Maintenant, ce que je me demande, c'est pourquoi, bien qu'on mette de l'argent de côté pour en avoir devant soit, on finit toujours par l'avoir dans le dos ? Je sais bien qu'il faut que l'argent circule pour que le monde tourne, mais là, c'est moi qui ai le tournis :rateau:


----------



## GrInGoo (29 Mars 2011)

Je me demandais qui sont les plus gros vendeurs sur ebay et quelle CA ils ont


----------



## patlek (29 Mars 2011)

La question, c' est est ce que l' on peut s' enraciner quelque part si on a pas les pieds sur terre?

Et par ailleurs, peut on avoir la tete dans les nuages par grand beau temps?


----------



## Etoile d'araignee (30 Mars 2011)

et quand on cumule la tête dans les étoiles et une araignée au plafond, c'est grave?


----------



## Pierrou (3 Avril 2011)

Etoile d'araignee a dit:


> et quand on cumule la tête dans les étoiles et une araignée au plafond, c'est grave?



Ton occiput se situant alors bien plus haut que ton plafond, je pense qu'on s'en fout... :rateau:


----------



## gKatarn (3 Avril 2011)

Seigneur Vador

Cela faisait bien longtemps


----------



## Pierrou (3 Avril 2011)

Ah hélas, l'on s'égare un peu des fois...


----------



## kisbizz (4 Avril 2011)

pourquoi le moustique existe ?
et pourquoi la nuit il ne va pas se coucher comme tout le monde ?


----------



## Pascal 77 (4 Avril 2011)

Pierrou a dit:


> Ah hélas, l'on s'égare un peu des fois...



Tiens, revoilà le gamin, (histoire de rester "in topic") je me demande bien où tu étais passé tout ce temps ? 

EDIT :



kisbizz a dit:


> pourquoi le moustique existe ?
> et pourquoi la nuit il ne va pas se coucher comme tout le monde ?



*La* moustiqu*e*, *le* moustique, lui, la nuit, il dort


----------



## Etoile d'araignee (4 Avril 2011)

Pierrou a dit:


> Ton occiput se situant alors bien plus haut que ton plafond, je pense qu'on s'en fout... :rateau:



Si c'est ton cas, c'est tout a ton honneur... je me demande juste qui tu englobes dans ce "on".
Parceque dans tout ce que je vie, on me prouve sans cesse le contraire.
Non malheureusement, les gens ne s'en foutent pas. Montrer son grain de folie peut être dangeureux, voire suicidaire. Faut rester dans le rang sur mon pti bout de planète. Sinon, tu te décrédibilises totalement. Et ça, ça me saoule.
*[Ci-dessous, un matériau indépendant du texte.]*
PR #764, opened 2024-03-07
Add usePlaceholderAsFailure to show placeholder in case of image loading failure

mlight3:
I added `usePlaceholderAsFailure` because I think there are a lot of cases where people might want to keep the placeholder visible even if the image fails to load.


mlight3:
@kean The default value of `usePlaceholderAsFailure` is `true`, do you think it should be a `false`?

kean:
I changed the default behavior to `false` and renamed it a bit. Thank you for the contribution!

Issue #765, opened 2024-03-07
Xcode 15.3 concurrency warnings when using `Screen.scale`


jszumski:
Building with Xcode 15.3 shows 2 new concurrency warnings:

La question que je pose alors : 
Mais pourquoi diable autant de gens se cachent derrière un masque? 
Même si tu sais sûrement, cette question n'attend pas de réponse... C'est le but du fils non?


----------



## Pierrou (4 Avril 2011)

Pourquoi dit-on toujours que "le crime ne paie pas" alors que, c'est un fait, il paie vachement bien?


----------



## 'chon (4 Avril 2011)

Y a t-il enfin une mort après nos vies.. :hein:?


----------



## aCLR (11 Mai 2011)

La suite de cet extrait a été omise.